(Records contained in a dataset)
Segment Open

PR #2546, opened 2026-07-31
Feature/management api

cburandt:
## Describe your changes
Add management APIs (configuration/lifecycle) to the manager process.


lib/everest/framework/src/manager.cpp
```diff
@@ -971,6 +1078,117 @@ int Manager::run() {
...
+        }
+    } lifecycle_wakeup_fd_guard{m_lifecycle_wakeup_fd};
+
+    bool lfc_api_rw = false;
+    std::unique_ptr<Everest::api::lifecycle::LifecycleAPI> lifecycle_api;
+    if (lfc_api_active) {
+        const auto lfc_api_value = m_vm["lifecycle-api"].as<std::string>();
+        if (lfc_api_value != "ro" && lfc_api_value != "rw") {
+            EVLOG_error << "Invalid value for --lifecycle-api: '" << lfc_api_value << "'; expected 'ro' or 'rw'.";
+            return EXIT_FAILURE;
```
Pietfried: In this case `ConfigurationAPI` is already constructed but the `ApiTeardownGuard` is not. This can lead to the destruction of the API while MQTT worker threads can still dispatch requests into it, causing a use-after-free . You can validate both cli options before constructing the APIs.

lib/everest/framework/src/manager.cpp
Pietfried: This can leave a retained "running" status forever. ~MQTTAbstractionImpl does a clean mosquitto_disconnect which discards the last will. You could route those error exits through the same shutdown-status publish as the normal path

Segment Closed

Which lines run from the one containing "Pietfried: In this" to the end of the entries above? Quote exactly those, and only those.

Pietfried: In this case `ConfigurationAPI` is already constructed but the `ApiTeardownGuard` is not. This can lead to the destruction of the API while MQTT worker threads can still dispatch requests into it, causing a use-after-free . You can validate both cli options before constructing the APIs.

lib/everest/framework/src/manager.cpp
Pietfried: This can leave a retained "running" status forever. ~MQTTAbstractionImpl does a clean mosquitto_disconnect which discards the last will. You could route those error exits through the same shutdown-status publish as the normal path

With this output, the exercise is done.